Board breaking is on the brain again. This Friday is another opportunity to break my boards. I almost don't want to talk about it because it makes me nervous, but this time around I'm trying to think about breaking the boards while deep breathing and trying to calm some of the anxiety surrounding it. I am practicing my setup so that I can feel confident and not rush myself. It's amazing how much power our brain has over our bodies. That sounds ridiculous, but I mean it in the way that our brains perceive a threat (or anxiety etc.) and our body is subjected to the adrenaline dump or whatever other response our brains see fit to send out. I am trying to learn how to control that response so that I don't shut down or get a case of the shakes when it's my turn to break on Friday. Wish me luck!
Tuesday, July 26, 2011
back to work
This week it was really back to work. My training was a little sporadic when I was on holidays and travelling, but this week it's back on track. I have noticed a huge difference in my endurance from this time last year. I remember when I struggled to run the entire 2 km run, what a difference a year has made.
Wednesday, July 20, 2011
It's all around us
I've been in kung fu for about 4 years now and the longer I'm there the more people I meet from the community. Having the opportunity to be a children's instructor has expanded the web of people I've gotten to know. It seems that more and more these days that every time I'm out running errands or working out or at some kind of school event for the kids I see someone from kung fu- student or parent of a student. The students of Silent River are a kind of "Project Mayhem" group (name that movie)- but in a much less destructive way of course. We're everywhere.

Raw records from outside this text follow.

Issue #1215, opened 2023-10-16
No permissions to create file in Amazon S3 SFTP server using S3 file system?


kikaragyozov:
I get the following exception when using `SftpClient.Create(string)`:

```
Renci.SshNet.Common.SshException: 'Cannot open file in mode: CREATE|EXCLUSIVE|READ|WRITE'
```

I've given full access for the transfer protocol as well as the s3 file system using these 2 policies:
AmazonS3FullAccess

```
{
    "Version": "2012-10-17",
    "Statement": [
        {
            "Effect": "Allow",
            "Action": [
                "s3:*",
                "s3-object-lambda:*"
            ],
            "Resource": "*"
        }
    ]
}
```

AWSTransferFullAccess
```
{
    "Version": "2012-10-17",
    "Statement": [
        {
            "Effect": "Allow",
            "Action": "transfer:*",
            "Resource": "*"
        },
        {
            "Effect": "Allow",
            "Action": "iam:PassRole",
            "Resource": "*",
            "Condition": {
                "StringEquals": {
                    "iam:PassedToService": "transfer.amazonaws.com"
                }
            }
        },
        {
            "Effect": "Allow",
            "Action": [
                "ec2:DescribeVpcEndpoints",
                "ec2:DescribeNetworkInterfaces",
                "ec2:DescribeAddresses"
            ],
            "Resource": "*"
        }
    ]
}
```

I can successfully create & delete a folder, but the moment I Try to do so with a file, I get the above error.

I can successfully create& delete a file using a SFTP explorer like `WinSCP`. What's going on here?

Using `SftpClient.UploadFile` or the async extension `UploadAsync` works without hiccups.

kikaragyozov:
I think after investigating, it's possible Amazon's servers do not support the `EXCLUSIVE` flag, which is weird.

mitchej7:
@kikaragyozov Did you manage to work around this issue?

kikaragyozov:
> @kikaragyozov Did you manage to work around this issue?

Hello. Yes, I'm simply not using the method that's opening the file with an `EXCLUSIVE` flag, i.e `SftpClient.Create(string)`. As I initially stated, I've got no problems using `UploadAsync` or `UploadFile` to get the job done.

mitchej7:
Having done more research on this, I don't think it's the EXCLUSIVE flag. I believe that S3 doesn't like having the READ and WRITE flag set at the same time.

Rob-Hague:
[...]

PR #1680, opened 2025-08-01
Remove unnecessary SftpFileStream unit tests and dedup Open{Async}

Rob-Hague:
SftpFileStream has decent coverage in the integration tests (namely https://github.com/sshnet/SSH.NET/blob/d40bc43ac16d0ba54aae965d4923608dfb5fa475/test/Renci.SshNet.IntegrationTests/SftpTests.cs). It means the unit tests on SftpFileStream are largely redundant, and because they are quite verbose and strongly tied to internal behaviour, serve only to hinder new development. This change deletes a lot of the unit tests; adds a few not explicitly covered by the integration tests; bolsters the integration tests a bit; and finally, deduplicates SftpFileStream.Open/OpenAsync.


src/Renci.SshNet/Sftp/SftpFileStream.cs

We are the co- worker that goes out of their way to help out, we are the people holding the door and picking up garbage, we are the reliable hardworking employee, we are out in the community doing good things and changing the world! I know that sometimes we all struggle with the idea that what we're doing makes a difference in the world or that the kind things we do everyday to make other peoples lives easier, happier or better aren't significant. But they really are, and I see it when I'm out in my community. The values that we all share as students of Silent River Kung Fu have changed people's lives and continue to do so. Not only do the little things we do add up to big things, but they influence others to do the same- in our schools, at work and everywhere in between.
Wednesday, July 13, 2011
Taking it inside
Where is the line between training hard and training smart? I have posted about this before, but it's on my mind again this week. I think I've been my own worst enemy on the road to recovery. It has become very apparent the last few weeks that I've developed bad habits while trying to adapt my training to injuries. I hate to admit it, but it's all been ego. I have given up certain aspects of training- like push ups for example- but slowing down my punches or not hitting the heavy bag full force was not an option, everyone else is doing it and if I'm not then where is the "martial" in my martial arts? It's even harder being in a class where there are students that I don't know because I don't want anyone to think that I'm breakable or something- they have no idea of my history. Holy ego batman! I have never judged a student or a Sifu if I saw them doing a modified version of something or backed away from sparring for example. So why do I feel like I am going to be thought of in a certain way if I'm doing the same? The students of Silent River are an amazing group- I don't think I'm being judged by them, it's all me and my silly ego. I am trying to let go of the idea that I have some kind of image I need to uphold and smarten up. I didn't join kung fu for an image. I need to remind myself now that it's time to work on inner strength and the rest will follow in time. This is going to be a time of inner growth for me- I think it's going to be the toughest challenge yet.
Wednesday, July 6, 2011
Training partner
One of the best things I've found to help my training in the last few months is my training partner. I've always been more of a loner, I never played team sports and I have a hard time relying on others. There are many, many times that I have not wanted to work out and have made myself go because my training partner is waiting for me- only to find out she didn't want to work out either and is there for the same reason. Some of my best training days have come out of that situation. She forces me to push my limits- especially with running- and encourages every step of the way. I am thankful to have someone who can kick my butt along the road and I can kick hers when she needs it too. Thanks for kicking my butt Robyn!